38. MPI Communication • At first it appears that the efficiency of MPI Communication appear to play an insignificant role in overall performance since communication time is small fraction of the overall CEPAR computation time. However time does add up and MPI does help. • Key: Select appropriate MPI send function for the hardware/software in hand. • Example: IBM’s implementation of MPI’s blocking send function MPI_Send() is not appropriate because this implementation does not buffer the msg for large msg sizes. • MPI Implementation that avoid buffering message can cause deadlock in some cases. • In CEPAR no deadlocks occur. However, master processor can be blocked while waiting for some worker processors to finish. MPI_BSend() function for buffered sends solves this problem.

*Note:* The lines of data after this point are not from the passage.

PR #899, opened 2026-06-15
pilot: Extract world render logic into RWorldRenderer2d (issue #754 PR1)

### LINKED ISSUE #754: Make a truly 2D canvas
The current 2D drawing widget is actually a 3D renderer using Qt3D.  Although all geometry entities (points, lines, polygons, etc.) have 3D for future use, the 3D rendering overheads are not necessary for 2D geometry.

A truly 2D drawing widget (canvas) can simply ignore the third dimension (z) and draw in the 2D space.

Make a Qt widget that can draw `World` in strictly 2D space.  The widget should support basic viewing actions including panning and zooming.  The control should be done in Python.

All geometry manipulation code should be testable without Qt.

Keep each PR to be less than 500 lines of change.  If a PR can be longer than that, break it into stages.

tigercosmos:
Move `R2DWidget::paintWorld` into a new `RWorldRenderer2d` class in `RWorldRenderer2d.{hpp,cpp}`. `R2DWidget::paintEvent` now constructs `RWorldRenderer2d{world, view}` and calls `paint(painter)`, so the on-screen widget and the future offscreen renderer share one code path.

`World::points()` is made `const` to allow the renderer to hold a const world reference. It already returned a const reference to the shared pointer, so this only widens where it can be called and breaks no existing caller.

Pure refactor; rendered pixels unchanged.

Built the pilot, ran the pilot Python tests (`test_pilot.py` and `test_pilot_2d.py` both green), and ran the C++ lint set (`cformat`, `cinclude`, `checkascii`, `checktws`) plus `flake8` — all clean.

Related to #754.


cpp/modmesh/pilot/RPainter2d.cpp
```diff
@@ -0,0 +1,108 @@
...
+
+QColor const GEOMETRY(120, 180, 240);
+
+// Cosmetic (zoom-independent) screen widths for world geometry.
+constexpr double GEOMETRY_LINE_WIDTH_PX = 1.5;
+constexpr int GEOMETRY_POINT_WIDTH_PX = 5;
+
+} // unnamed namespace
+
+void paint_world_2d(QPainter & painter, WorldFp64 const & world, ViewTransform2dFp64 const & view)
```
tigercosmos: Refactor the function to here. `QPainter` can take the argument from `R2DWidget` or future `QImage`

cpp/modmesh/pilot/R2DWidget.cpp
```diff
@@ -259,7 +194,10 @@ void R2DWidget::paintEvent(QPaintEvent * /*event*/)
     }
 
     // World geometry on top of the grid, under the origin marker.
-    paintWorld(painter);
+    if (m_world)
+    {
+        paint_world_2d(painter, *m_world, m_view);
+    }
```
tigercosmos, line 200: `paint_world_2d` is called here.

tigercosmos (commented):

cpp/modmesh/pilot/CMakeLists.txt
```diff
@@ -6,6 +6,7 @@ cmake_minimum_required(VERSION 4.0.1)
 set(MODMESH_PILOT_PYMODHEADERS
     ${CMAKE_CURRENT_SOURCE_DIR}/R3DWidget.hpp
     ${CMAKE_CURRENT_SOURCE_DIR}/R2DWidget.hpp
+    ${CMAKE_CURRENT_SOURCE_DIR}/RPainter2d.hpp
```
yungyuc: I like the namd `RPainter2d`.  The names of `R3DWidget` and `R2DWidget` should follow.  But "widget" is not informative.  Do not rename hastily.  Let's give it more thoughts.

The only complain I have with "painter" is that it sounds like a pixel facility, like the Windows legacy suggested.  But it's not a big deal.  Just to share an instinctive feeling.

cpp/modmesh/pilot/RPainter2d.cpp
```diff
@@ -0,0 +1,108 @@
...
+namespace
+{
+
+QColor const GEOMETRY(120, 180, 240);
+
+// Cosmetic (zoom-independent) screen widths for world geometry.
+constexpr double GEOMETRY_LINE_WIDTH_PX = 1.5;
+constexpr int GEOMETRY_POINT_WIDTH_PX = 5;
+
+} // unnamed namespace
```
yungyuc: It's called anonymous namespace.  "Unnamed" is unconventional.

cpp/modmesh/pilot/RPainter2d.cpp
```diff
@@ -0,0 +1,108 @@
...
+
+void paint_world_2d(QPainter & painter, WorldFp64 const & world, ViewTransform2dFp64 const & view)
+{
+    // Map math-convention world (x, y) to Qt screen pixels; z is dropped.
+    auto map = [&view](double world_x, double world_y)
```
yungyuc: When a lambda/closure is used but not for a functional purpose, it is a sign that the enclosing code should be made as a class and the lambda should be a member function.

But a function like this size (`paint_world_2d`) is short enough and readable.  It's OK to write code like this.

A more extensible design is to make it a class now.  By holding `WorldFp64 &` as a required member datum, the architecture explains itself.

yungyuc (approved):
LGTM.  If you do not want to enhance the architecture, I can just merge.  Let me know what I should do.

cpp/modmesh/pilot/RPainter2d.cpp
tigercosmos: Sure, let's make it a class directly.

cpp/modmesh/pilot/RPainter2d.cpp
tigercosmos: Got it.

cpp/modmesh/pilot/CMakeLists.txt
tigercosmos: I changed to `RWorldRenderer2d`.

cpp/modmesh/pilot/RWorldRenderer2d.cpp
```diff
@@ -0,0 +1,107 @@
...
+namespace
+{
+
+QColor const GEOMETRY(120, 180, 240);
+
+// Cosmetic (zoom-independent) screen widths for world geometry.
+constexpr double GEOMETRY_LINE_WIDTH_PX = 1.5;
+constexpr int GEOMETRY_POINT_WIDTH_PX = 5;
+
+} // anonymous namespace
```
tigercosmos, line 48: Fixed.

cpp/modmesh/pilot/RWorldRenderer2d.cpp
```diff
@@ -0,0 +1,107 @@
...
+
+QPointF RWorldRenderer2d::map(double world_x, double world_y) const
```
tigercosmos, line 50: Refactored.

cpp/modmesh/pilot/RWorldRenderer2d.hpp
```diff
@@ -0,0 +1,73 @@
...
+/**
+ * Renders a world's live points, segments, and curves into a QPainter in
+ * screen space, mapping math-convention world coordinates through a 2D view
+ * transform. The world and view it draws are held as required construction
+ * arguments, so an instance can only exist for a renderable pair. This is the
+ * shared routine used by both the on-screen R2DWidget and the offscreen image
+ * renderer, so neither path can drift from the other. It paints only the
+ * geometry; the caller owns the background, grid, axes, and any origin marker.
+ */
+class RWorldRenderer2d
```
tigercosmos, line 52: Renamed to RWorldRenderer2d

tigercosmos (commented):

cpp/modmesh/pilot/RWorldRenderer2d.hpp
yungyuc: I am not sure `RWorldRenderer2d` is a good name.  It looks too much like `RWorld`, but it contains a `RWorld`.

It is just a concern, not an issue.  I will give it a shot, and see how it should be renamed, or stays unchanged.

yungyuc (approved):
LGTM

39. Results • Family-First approach outperformed the Entity-first approach. • End-of-run load imbalance and allocation of processors were addressed with two-steps • Careful Selection of MPI implementation • Overall CEPAR performance….

41. Advantages of CEPAR • Ensure high performance computing optimal use • Analysis of large amounts of data • Can be used on any distribute-memory platform • Can scale with the number of processors involved • Saves time & computational resources

42. Summary • Efficient use of resource depends on meticulous design of the algorithm and software with performance & scalability given a high priority. • Organization of data being feed to processors • Optimization of algorithm for distribution of assignments

43. Proteomics

44. What is Proteomics? • The study of the proteome. • A proteome is “the set of proteins that can be expressed by the genetic material of an organism.” • In other words, the study of all proteins, the interactions between them, and “their role in physiological and pathophysiological functions”. • Hopefully will directly contribute to a full description of cellular function.

45. Challenges in Proteomics Research • Limited and variable sample material. • Sample Degradation. • Vast dynamic range. • For example, in human serum the concentration of albumin is 10 billion times greater than the concentration of the signaling protein interleukin-6.

46. Challenges in Proteomics Research (cont’d) • Plethora of post-translational modifications. • Nearly boundless tissue. • Developmental and temporal specificity. • Disease and drug perturbations. • “…these difficulties render any comprehensive proteomics project an inherently intimidating and often humbling exercise.”

47. Five Pillars of Proteomics Research • Mass spectrometry-based. • Proteome-wide biochemical arrays. • Systematic structural biology and imaging techniques. • Proteome informatics. • Clinical applications.

48. Mass spectrometry-based Proteomics • A primary driving force in proteomics. • Advancements allow the identification of smaller proteins in more complex mixtures. • Initially, research required separation of protein by two-dimensional gel electrophoresis before using mass spectrometry. • Limited to the most abundant proteins.

49. Mass spectrometry-based Proteomics (cont’d) • Now, mass spectrometric analysis is used directly. • Advancements are increasing sensitivity, robustness and data handling. • Plenty of work to do… • Much higher throughput and sensitivity is needed for observing proteome dynamics and cellular response. • More complete sequence coverage. • Process and workflow refinement. • Automated protein identification. • Detection of post-translational modification.

50. Array-based Proteomics • Array of immobilized proteins on a support surface. • One of the most active areas in biotechnology. • Sensitive, high-throughput. • Wide range of applications. • Diagnostics. • Protein-protein interaction. • Protein expression profiling on a small or large scale. • Target identification and validation in the pharmaceutical industry.